На обратном пути Сьюзен наклонилась и обменялась с мужем долгим поцелуем.

– Мой добрый дух и источник успеха. Сьюзен, дети, это Селестина и Кэррик. Поприветствуйте их.

– Привет! – сказали они в унисон.

Мы с Кэрриком переглянулись. Значит, он уже знает, кто мы.

Сьюзен, усмехаясь, махнула нам рукой – идите за Рафаэлем. Глаза Кэррика вновь позеленели, он с невинным любопытством изучал дом. Мы вошли в комнату с рабочим столом, и тут уж нас обоих охватило почтительное изумление: весь кабинет подогнан под рост Рафаэля, только для нас обычных размеров диван. Рафаэль уселся в свое кресло, мы пристроились на диване напротив.
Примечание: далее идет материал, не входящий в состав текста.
PR #1076, opened 2018-12-03
Allow rename main dashboards

bjoernricks:


gsa/src/web/pages/start/page.js
```diff
@@ -141,6 +143,10 @@ class StartPage extends React.Component {
     this.handleResetDashboards = this.handleResetDashboards.bind(this);
     this.handleSetDefaultSettings = this.handleSetDefaultSettings.bind(this);
 
+    this.handleCloseEditDashboardDialog =
+      this.handleCloseEditDashboardDialog.bind(this);
+    this.handleSaveEditDashboard = this.handleSaveEditDashboard.bind(this);
+
```
swaterkamp: This whole file could use a proper renaming of methods. Some use handle, some don't (e.g. handleConfirmRemoveDialogClose() and closeNewDashboardDialog() ) and also word order changes across methods (e.g. handleConfirmRemoveDialogClose() and handleOpenNewDashboardDialog() ). This isn't necessarily part of this PR and just about coding style but as the file gets touched anyway, it might be a good point to unify the naming.

bjoernricks: You are right completely. The naming in the module is messed up and I'll fix it in an additional commit.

На полу – ковер в виде сшитого из лоскутов ковбоя, у него плоское резиновое лицо, настоящая шляпа. Я переступила через ковбойские сапоги, стараясь не задеть шпоры. Над очагом человеческая голова – хотелось бы верить, что фальшивая, – с рогами. Лицо седого старика улыбается, выставив напоказ золотой зуб. Да и диван, на котором мы устроились, тоже обтянут белой кожей с веснушками.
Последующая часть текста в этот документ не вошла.